**What you should do:** What lines below mention the word "directly"? Copy each one.

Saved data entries
• • •

PR #268, opened 2016-11-28
Warn if component generates too many classes

vdanchenkov:
demo is https://demo-bpsynvnxvp.now.sh/
Move mouse for several seconds to see a warning. It pinpoints inappropriate usage that may lead to poor performance.

I'll look into tests if general approach is accepted.


vdanchenkov:
Not sure if and how it applies to React Native as I never used it.

mxstbr:
This is an interesting idea! @geelen, what do you think? Should we ship this?

vdanchenkov:
I have another idea of runtime warning that could be useful in development.

A lot of people misses the fact that 3-rd party components should accept and use className property. We could check that generated class name actually been used.  
```JS
if (!document.querySelector('.' + className)) warn()
```

Main concern is that there might be cases when you actually do not want to render the element with passed className. I have no examples of it, but if there are some we need to have a method to mute this warning.

mxstbr:
That's a super cool idea @vdanchenkov, can you submit an issue so we can get some input about people who might not want this warning?

geelen:
Yep, this is a nice idea definitely. 200 seems like a good limit too.

src/utils/warnTooManyClasses.js
```diff
@@ -0,0 +1,27 @@
+import styleSheet from '../models/StyleSheet'
+
+const components = WeakMap ? new WeakMap() : undefined
+const limit = 200
```
mxstbr: Let's make this `const LIMIT` to stay consistent with constants

src/utils/warnTooManyClasses.js
```diff
@@ -0,0 +1,27 @@
+import styleSheet from '../models/StyleSheet'
+
+const components = WeakMap ? new WeakMap() : undefined
```
mxstbr: Do we need this to be a WeakMap? Does Babel transpile that to an object or something or would this hurt browser support?

vdanchenkov: This code will run only in development mode. I assumed usage of the modern browser in development. If WeakMap is not supported - no checks will be made.

It was the easiest way to keep changes in the main codebase minimal, but I'll take a look at removing it.

vdanchenkov:
@mxstbr WeakMap removed, tests added. Message tweaked a little. I think it makes more sense now. What do you think? 

Resulting bundles look fine, but there are error messages 
```sh
yarn run build
> rollup -c && rollup -c --environment PRODUCTION

Creating development bundle...
rollup-plugin-inject: failed to parse /Users/user/work/styled-components/src/models/StyledComponent.js. Consider restricting the plugin to particular files via options.include
Creating production bundle...
rollup-plugin-inject: failed to parse /Users/user/work/styled-components/src/models/StyledComponent.js. Consider restricting the plugin to particular files via options.include
```
I'm not sure what to do with it. Do we need rollup-plugin-inject at all?

src/utils/createWarnTooManyClasses.js
```diff
@@ -0,0 +1,27 @@
...
+  return (className: string, displayName: string) => {
+    if (!warningSeen) {
+      generatedClasses[className] = true
+      if (Object.keys(generatedClasses).length >= LIMIT) {
+        const latestRule = styleSheet.rules().find(s => s.selectorText && s.selectorText.indexOf(`.${className}`) !== -1)
+        // Unable to find latestRule in test environment.
+        /* eslint-disable no-console, prefer-template */
+        console.warn(`Over ${LIMIT} classes were generated for component ${displayName}. ` +
+           'Consider using style property for frequently changed styles.\n' +
+           'Example: const MyStyledComponent = styled(props => <div className={props.className} style={{color: props.color}}>{props.children}</div>)`width: 100px; height: 100px;`' +
```
mxstbr: I don't think we should advocate usage of the `styled(props => <div />)` pattern, what about changing this example to these two lines:

```JS
const StyledComp = styled.div`width: 100%;`
<StyledComp style={{ background: background }} />
```

PR #286, opened 2016-12-03
Use stylis instead of PostCSS (21kB -> 9kB 🎉)

mxstbr:
styled-components bundle size (min+gzip) with...

- PostCSS: 21kB
- stylis: 9kB :tada:

----

I hack around stylis API a bit, because we e.g. don't want to prefix keyframes with the generated classname. (something stylis does by default). Maybe @thysultan can chime in here if there's any chance we could change this, otherwise this (slightly ugly) works too!

This isn't done as we need to do dependency cleanup and fix the whitespace changes in the tests, but I wanted to kick off a discussion if we want to go down that route!

cc @geelen


thysultan:
I've updates stylis. You can now opt out of namespacing keyframes & animations, more details on the [readme](https://github.com/thysultan/stylis.js#api)

mxstbr:
Most of the test failures are whitespace related, but there's two actual regressions when using stylis:

1. Nesting with `>` doesn't work:

   ```JS
   styled.div`
     > h1 {
       color: red;
     }
   `
   ```

  ```CSS
  /* The above should generate this CSS.. */
  .somerandomhash { }
  .somerandomhash > h1 {
    color: red;
  }

  /* ...but generates this 😢 */
  .somerandomhash { }
  > h1 {
    color: red;
  }
  ```

2. The autoprefixer doesn't autoprefix everything – which I'm not sure it has to, but `inline-style-prefixer` prefixes a lot more. I wonder where @rofrischmann gets the prefixing information from?

rofrischmann:
I am using the caniuse-api to fetch browser versions and prefix support. I might not have all prefixes, but https://github.com/rofrischmann/inline-style-prefixer/blob/master/generator/searchMap.js shows pretty much all properties I am checking. The key represents the caniuse search name.
Additionally there are some special plugins such as different flexbox specifications or value prefixes (e.g. `calc()`). (see https://github.com/rofrischmann/inline-style-prefixer/tree/master/modules/static/plugins)

thysultan:
@mxstbr stylis has gone through some updates so it now supports everything listed in [css-we-support.md](https://github.com/styled-components/styled-components/blob/master/docs/css-we-support.md) and more.

mxstbr:
Awesome!!

Will update this PR soon – we'll release it as v2.0.0 (i.e. a breaking change to make sure people don't kill us) in January, together with #227!

geelen:
So this needs some work before it can proceed—converting objects isn't quite working right (see the failing tests). Can you take a look @mxstbr?

mxstbr:
While v0.9 of stylis is out, it introduces features we really really don't want to have. (Sass-style `@mixin`, variables with `~~var`) I've upgraded to 0.8, which is the last version that has bugfixes we need but no unnecessary features.

mxstbr:
Fixed all the unnecessary test failures which are related to whitespace and whatnot, but there are three which I think are bugs upstream in stylis: (cc @thysultan)

1. flexbox is not as comprehensively autoprefixed as before. According to https://autoprefixer.github.io/, the prefixes we test for are correct:

  ```CSS
  display: flex;
  flex-direction: column;
  align-items: center;

  /* should turn into */
  display: -webkit-box;
  display: -ms-flexbox;
  display: flex;
  -ms-flex-direction: column;
  -webkit-box-orient: vertical;
  -webkit-box-direction: normal;
  flex-direction: column;
  -ms-flex-align: center;
  -webkit-box-align: center;
  align-items: center;

  /* but turns into */
  display: -webkit-flex;
  display: flex;
  -webkit-flex-direction: column;
  flex-direction: column;
  align-items: center;
  ```

2. Contextual selectors are inverted:

  ```CSS
  html.something & { }

  /* should turn into */
  html.something .asdf123 { }

  /* but turns into */
   .asdf123 html.something { }
  ```

3. Messes up with flat media queries:

  ```CSS
  { 
    background-color: blue;
    @media screen and (min-width: 250px) {
      background-color: red;
    }
  }

  /* should turn into */
  .asdf123 {
    background-color: blue;
  }
  @media screen and (min-width: 250px) {
    .asdf123 {
      background-color: red;
    }
  }

  /* but turns into */
  .asdf123 {
    background-color: blue;
    @media screen and (min-width: 250px) {
      background-color: red;
    }
  }
  ```

> Please note the comment above, it'd be great to get these bugfixes in as another patch release of 0.8 @thysultan!

thysultan:
@mxstbr 

> html.something & { }

Should be `:globa(html.something) &` since you are bailing out of the namespace scope but that still produces a bug, new patch will fix this.

> @media screen and...

Yes nested `@media` is a bug was not handling that before, fixed it in the new patch, will push the patch today.

> Please note the comment above, it'd be great to get these bugfixes in as another patch release of 0.8

> While v0.9 of stylis is out, it introduces features we really really don't want to have. (Sass-style @mixin, variables with ~~var) I've upgraded to 0.8, which is the last version that has bugfixes we need but no unnecessary features.

I can add a flag to disable compact features `mixins & variables`.

mxstbr:
Awesome thanks for the fast response @thysultan!

> Should be :global(html.something) & since you are bailing out of the namespace scope but that still produces a bug, new patch will fix this.

I'm not sure I understand this—why do users need to use `:global` here for a selector that _can_ only be global? What should that transpile to if we didn't use `:global`? It's not nested (no `>`), so I don't quite see why the special flag to escape the namespace is needed?

thysultan:
> I'm not sure I understand this—why do users need to use :global here for a selector that can only be global? What should that transpile to if we didn't use :global? It's not nested (no >), so I don't quite see why the special flag to escape the namespace is needed?

`h1 {}`  will generate `.namespace h1 {}` so it follows that `html {}` will generate `.namespace html {}` so `html.something & { }` will generate `.namespace html.something & { }` i could whitespace the `html` and `body` tags as special cases that aliases the global scope but this may break the edge case of when an iframe is within an element and you only want to select the html/body tag in the iframe within that element `& html.something {}`, the same can be said for the `body`. 

Actually now that i think about it i can make this work by assuming a case that when the `&` token is not the first character of the trimmed selector `& h1 {}` that it is assume to be a global scope since the current patched version has `h1 & {}` generating `.namespace h1 .namespace {}` which seems like a circular reference that will never select anything.

mxstbr:
> I can make this work by assuming a case that when the & token is not the first character of the trimmed selector & h1 {} that it is assume to be a global scope

This sounds super reasonable to me!

thysultan:
@mxstbr added the prefixes with the caveat that the old flex box webkit syntax for `flex-direction` specifically is not ployfiled.

```
-webkit-box-orient: horizontal;
-webkit-box-direction: normal;
```

geelen:
@thysultan That's basically how postcss-nested and Sass work yeah:

```scss
.namespace {
  .foo { /* .namespace .foo */ }
  & .foo { /* .namespace .foo */ }
  &.foo { /* .namespace.foo */ }
  .foo & { /* .foo .namespace */
}
```

Basically, if there's no `&`, you can implicitly add `& ` (including space) to the front.

thysultan:
[0.10.0 change log](https://github.com/thysultan/stylis.js/blob/master/CHANGELOG.md)

You can disable compact features(variables, mixins), handles flexbox prefixes better, and `html &` is treaded as a reference to the global scope.

mxstbr:
Updated to `0.10`, there are now four test failures related to the fact that we expect empty classes to be emitted:

```CSS
.sc-a { } .b { }
```

But stylis emits this

```CSS
.sc-a { }
```

But I feel like that actually is the better behaviour? @geelen maybe I'm missing something here.

----

There is (still) one real bug, again with `html`. This is the input CSS:

```CSS
html.something & {
  some: styles;
}
```

This is the stylis output:

```CSS
.b html.something {
  some: styles;
}
```

😢

thysultan:
>But stylis emits this `.sc-a { }`

@mxstbr It should actually emmit nothing(empty string).

In the console [https://rawgit.com/thysultan/stylis.js/master/tests/index.html](https://rawgit.com/thysultan/stylis.js/master/tests/index.html)

```
stylis('.abc', `
html.something & {
  some: styles;
}
`)

// and

stylis('.abc', `
.sc-a { } .b { }
`)
```

returns the expected

```
html.something .abc {
  some: styles;
}

// nothing
```

What am i missing?

mxstbr:
> It should actually emmit nothing(empty string).

No those classes have to be there, they're always empty. Not sure how we actually add them though, @geelen?

> What am i missing?

Hmm, let me give it another try and figure out what the issue is then.

mxstbr:
You are absolutely correct @thysultan, that was my mistake. Now a bunch of test failures popped up because we expect this:

```CSS
background: red;
html.something & {
  background: blue;
}
```

To generate this

```CSS
.b {
  background: red;
}
html.something .b {
  background: blue;
}
```

But get this:

```CSS
html.something .b {
  background: blue;
}
.b {
  background: red;
}
```

(same thing also goes for pseudo-selectors, nesting,...)

Any reason why those are switched around in the generated CSS? They should stay as they are defined in the source, otherwise this might lead to ugly specificity bugs?

thysultan:
> Any reason why those are switched around in the generated CSS?

You can place flat css anywhere, so all of the flat css as a single selector block either has to be prepended or appended, i'm currently appending, but it could just as well use prepending, in fact pre-pending sounds better, but this(adding all flat css at one time) was done to reduce the payload size since if you add flat css as they come you could end up with selectors for every property, though this could be mitigated with tracking the index the bytes that implementation would add did not seem worth it. Example of flat css anywhere.

```
background: red;

html.something & {
  background: blue;
}

color: red;

h1 { color: blue; }

color: orange;
```

> pseudo-selectors

what was the issue exactly? nested pseudo-selectors?

mxstbr:
Wait sorry I don't quite understand this. When you add the block as it comes, I assume it'd be in the direction the source is in? Why is there a discrepancy between the source order and the generated CSS order?

thysultan:
@mxstbr 

> Wait sorry I don't quite understand this. When you add the block as it comes, I assume it'd be in the direction the source is in?

```
stylis('.abc', `
color red;
color: orange;
h1 {color: red;}
color: blue;
`)
```

When it sees `color: red;` 1. it can add it directly but that would mean that `color:blue;` will also get added as it's own selector `.abc {color:blue;}` and so would `.abc {color: orange;}` 2. what i'm currently doing is collecting all flat css and adding it at the end just before the output is returned. 3. Another approach could to to add them at every intersect, in this case `red` and `orange` would get added together whereas color and any proceeding(before another intersect) flat selector will also get added together. Where an intersect is something hat breaks out of the flat css context. Between the 3 approaches the current one .2 yields the best payload deliver but the third one 3. is the most semantic approach and yields a better payload than option 1.

> Pseudo-selectors just have the same issue, the ordering is different from the passed source.

This is what i get, can you post an example.

```
stylis(`.abc`, `
h1:before, h2 { color: red; }
`)
".abc h1:before,.abc h2 {color: red;}"
```

mxstbr:
Take a look at the test failures on Travis 😉 For this input:

```CSS
background-color: blue;
&:hover {
  text-decoration: underline;
}
```

```CSS
// Got:
.sc-a { } .b:hover { text-decoration: underline; } .b { background-color: blue; } 
// Expected:
.sc-a { } .b { background-color: blue; } .b:hover { text-decoration: underline; } 
```

thysultan:
yes, going with the third option for adding flat css will fix the order of that as well.

> 3. Another approach could to to add them at every intersect, in this case red and orange would get added together whereas color and any proceeding(before another intersect) flat selector will also get added together. Where an intersect is something that breaks out of the flat css context.

mxstbr:
Let's go with 3. then? Would that be a big effort?

thysultan:
@mxstbr no it's not, will push a patch later today.

thysultan:
@mxstbr pushed v0.11.0 - [CHANGELOG](https://github.com/thysultan/stylis.js/blob/master/CHANGELOG.md)

mxstbr:
Now I'm getting duplicates:

```CSS
// I get (notice the double .d)
.sc-a { } .c { color: blue; } .c > h1 { font-size: 4rem; } .sc-b { } .d { color: blue; } .d > h1 { font-size: 4rem; } .d { color: red; } 
// I want
.sc-a { } .c { color: blue; } .c > h1 { font-size: 4rem; } .sc-b { } .d { color: blue; color: red; } .d > h1 { font-size: 4rem; } 
```

Intended?

thysultan:
@mxstbr what is the input?

mxstbr:
```CSS
color: blue;
> h1 { font-size: 4rem; }
color: red;
```

thysultan:
@mxstbr Yes that's intend, this is the method that preserves the order in which they are declared... if it where

```
color: blue;
color: red;
> h1 { font-size: 4rem; }
```

They would be together, anything that is not also flat css will break the current context of flat css and append that, when flat css is encountered again a new flat css context is initiated.

geelen:
@thysultan you shouldn't (I don't think) have any specificity issues grouping all rules at the same level together. As long as the order within each CSS rule is preserved, you should be fine to pull `color: red` up into the first `.d`. It's how PostCSS nested and Sass would both output that block.

That said, what you're currently outputting will work fine too. It just might look a little weirder in devtools.

thysultan:
@geelen edge case:

```
color: red;

& {
color: blue;
}

color: orange;
```

`orange` color should win but if you group `orange` with `red` the `blue` color will win.

thysultan:
> Maybe PostCSS and Sass will group them all under one selector?

Though if that's the case then multiple selectors will break it.

```scss
color: red;

&, h1 {
    color: blue;
}

color: orange;
```

mxstbr:
In your first case, Sass outputs this:

```CSS
div {
  color: red;
  color: orange;
}
div {
  color: blue;
}
```

So yeah, that breaks it. That behaviour might even be more consistent than Sass?

geelen:
Hahah true. Just confirmed that Sass behaves like I expect:

image

image

I'm happy with either. Your way is more correct, let's go with that.

mxstbr:
> Your way is more correct, let's go with that.

Awesome, will update the PR!

mxstbr:
As soon as CI passes this is ready to go! 🎉

mxstbr:
Failed because of CHANGELOG entry, but we'll have to do that for v2 down the line anyway. SHIPPING!

k15a:
Just wanted to thank you @thysultan. Amazing work you did 💯

kopax:
I have massive change when updating a project from v1.4.3 to v2.0.0-4, I suspect this is because of this.

I have no experience with stylis, and I've learned postcss when I started to use styled-components.

I have now a whole module for making website like bootstrap that require a old version of styled components. Did I miss the discussion of postcss >< stylis ? What are the big change and what about retro compatibility ?

mxstbr:
How do you mean massive change @kopax, is everything broken?

kopax:
@mxstbr, the last semicolon of rules break the css. 

That can be corrected by it requires some cold blood and redbull, apparently if styled-component release a `2.0.0-5` with the latest stylis version, this would be fix.

By massive I meant that media query issues described in #453 (see http://www.webpackbin.com/4J0u-y_Ff) have a major bug which break massively our stylesheets with ignored css from theses broken components.

mxstbr:
> That can be corrected by it requires some cold blood and redbull, apparently if styled-component release a 2.0.0-5 with the latest stylis version, this would be fix.

Will do that now!

PR #287, opened 2016-12-04
Replace lodash with util packages (-0.5kB package size)

mxstbr:
By using the `is-plain-object` (one dep, `is-object`) and the `is-function` (no deps) packages instead of using lodash utils (even when requiring them directly) we knock our min+gzip bundle size down by ~0.5kB.

(I think this is mostly due to lodash pulling in some additional files which we don't need)

Also adds the `rollup-plugin-visualizer` to the rollup build workflow, which creates a `bundle-stats.html` file that looks like this when viewed in the browser:

screen shot 2016-12-04 at 12 11 46

Very useful for keeping track of our bundle size 👍  (the above graph is for the new `stylis` bundle, in case you're wondering why it's so small. Ref #286)

### DIFF
--- a/package.json
+++ b/package.json
@@ -39,10 +39,10 @@
   "homepage": "https://styled-components.com",
   "dependencies": {
     "buffer": "^5.0.0",
-    "css-to-react-native": "^1.0.3",
+    "css-to-react-native": "^1.0.6",
     "fbjs": "^0.8.4",
     "glamor": "^2.15.5",
-    "inline-style-prefixer": "^2.0.4",
+    "inline-style-prefixer": "^2.0.5",
     "is-function": "^1.0.1",
     "is-plain-object": "^2.0.1",
     "supports-color": "^3.1.2"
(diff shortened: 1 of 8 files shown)


package.json
```diff
@@ -43,7 +43,9 @@
     "fbjs": "^0.8.4",
     "glamor": "^2.15.5",
     "inline-style-prefixer": "^2.0.4",
-    "lodash": "^4.15.0",
+    "is-function": "^1.0.1",
+    "is-plain-object": "^2.0.1",
+    "stylis": "^0.6.1",
```
oscar-b: `stylis` belongs in https://github.com/styled-components/styled-components/pull/286 doesn't it?

mxstbr: Oh yeah, good catch, my bad! I was trying this over on the #286 branch and then extracted those changes, will remove!

mxstbr:
Fucking hell finally fixed the whole test situation too. Tests were breaking on Travis due to caching, but not on AppVeyor because that had the newest version. What a mess!

Need to update all PRs to this as soon as it's merged.

jdalton:
For projects that are webpack friendly you can also use [lodash-webpack-plugin](https://github.com/lodash/lodash-webpack-plugin) to further reduce Lodash bundles.
For your current usage it looks like you could replace `isFunction` with just a `typeof` check.

PR #295, opened 2016-12-07
Fix overriding theme with props

k15a:
At the initial render styled-components was taking the theme from ThemeProvider even the component had an own theme prop.


mxstbr:
Amazing, thanks so much!

PR #300, opened 2016-12-09
Improve readme styling! 💅🏼

kutyel:
OK, I know it's a *silly* PR, but **isn't it all about style?** 😋 

I just love the [Babel](https://github.com/babel/babel) readme and really think this little detail is an improvement 😉 

screen shot 2016-12-09 at 14 46 49


mxstbr:
I actually had it like this at first, but liked the left-aligned version better! 

What do you think @geelen?

mxstbr:
Closing since I like the left-aligned version better 😉 thanks for taking the time to submit a PR though, much appreciated!

Issue #305, opened 2016-12-10
"Warning: Unknown props" when wrapping an external component


kitze:
I have this styled-component:
```js
import FontAwesome from 'react-fontawesome';

export const Icon = styled(FontAwesome)`
  font-size: 25px;
  margin-bottom: 3px;
  ${props => props.active && `color: ${props.colors.brand}`}
`;
```

Which is wrapping ```FontAwesome``` which is an external component.

I'm passing ```active``` and ```colors``` as props but the component complains that they are unknown.

![](https://i.imgur.com/ByNSMM5.png)

vdanchenkov:
Styled components pass props to the underlying component by design. You would get same results with 
```jsx
<FontAwesome active={} colors={}/>
```

Problem is that FontAwesome passes all unknown props to the DOM element. 

One solution is to filter props manually
```jsx
export const Icon = styled(({ active, colors, ...rest }) => <FontAwesome {...rest} />)
```

k15a:
How about something similar to this: https://github.com/styled-components/styled-components/issues/291#issuecomment-265292990

```JS
import styled from 'styled-components'
import FontAwesome from 'react-fontawesome'

export const Icon = styled(FontAwesome)`
  font-size: 25px;
  margin-bottom: 3px;
  ${props => props.active && `color: ${props.colors.brand}`}
`

Icon.passProps = false
```

diegohaz:
@k15a 

I like it, but most third party components need some custom props. It should be something like this:
```js
export const Icon = styled(FontAwesome).passProps({ active: false, colors: false })``
```

k15a:
You could also combine both and allow false to pass no props and a object which will whitelist / blacklist (which one should be decided) props.

diegohaz:
That `passProps` would be very useful. I currently have some duplicated code with @vdanchenkov's solution

e.g. A `Button` that renders a `MenuButton` from [react-aria-menubutton](https://github.com/davidtheclark/react-aria-menubutton) or a `Link` from [react-router](https://github.com/ReactTraining/react-router)
```js
const StyledMenuButton = styled(({ disabled, transparent, light, kind, size, ...props }) =>
  <MenuButton {...props} />
)`${styles}`
const StyledLink = styled(({ disabled, transparent, light, kind, size, ...props }) =>
  <Link {...props} />
)`${styles}`
```

diegohaz:
Another issue complaining about it: #135

k15a:
[...]

Issue #291, opened 2016-12-05
Proposal: CSS Class Composition


ticky:
Here at Buildkite, we’ve got a slightly odd situation with our styles. We’ve traditionally used Basscss in an attempt to make sure we’re DRY and things are conceptually simple, and partly in an effort to keep engineers and CSS usually-far-apart.
We’ve now hit the point where we want some bespoke stuff, and I think Styled Components best fills the gap we have - we want simplicity on one end and explicity and specificity on the other. Basscss fills the former, Styled Components the latter.

I’ve found, with this, that I want some sort of composition functionality. Given that the current approach would seem to be, implement your styles in one place, and set the classes you expect to compose elsewhere, it feels like it’s a bit less than ideal!

After a bit of fiddling I’ve settled for now on the workaround of setting `defaultProps.className` on the styled component;

```javascript
const Title = styled.h1`
  font-size: 1.5em;
  text-align: center;
  color: palevioletred;
`;

Title.defaultProps = {
  className: 'meow nya'
};

// => <h1 className="meow nya kZQsGZ" …
```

• • •

**Answer to this exercise:**
When it sees `color: red;` 1. it can add it directly but that would mean that `color:blue;` will also get added as it's own selector `.abc {color:blue;}` and so would `.abc {color: orange;}` 2. what i'm currently doing is collecting all flat css and adding it at the end just before the output is returned. 3. Another approach could to to add them at every intersect, in this case `red` and `orange` would get added together whereas color and any proceeding(before another intersect) flat selector will also get added together. Where an intersect is something hat breaks out of the flat css context. Between the 3 approaches the current one .2 yields the best payload deliver but the third one 3. is the most semantic approach and yields a better payload than option 1.
By using the `is-plain-object` (one dep, `is-object`) and the `is-function` (no deps) packages instead of using lodash utils (even when requiring them directly) we knock our min+gzip bundle size down by ~0.5kB.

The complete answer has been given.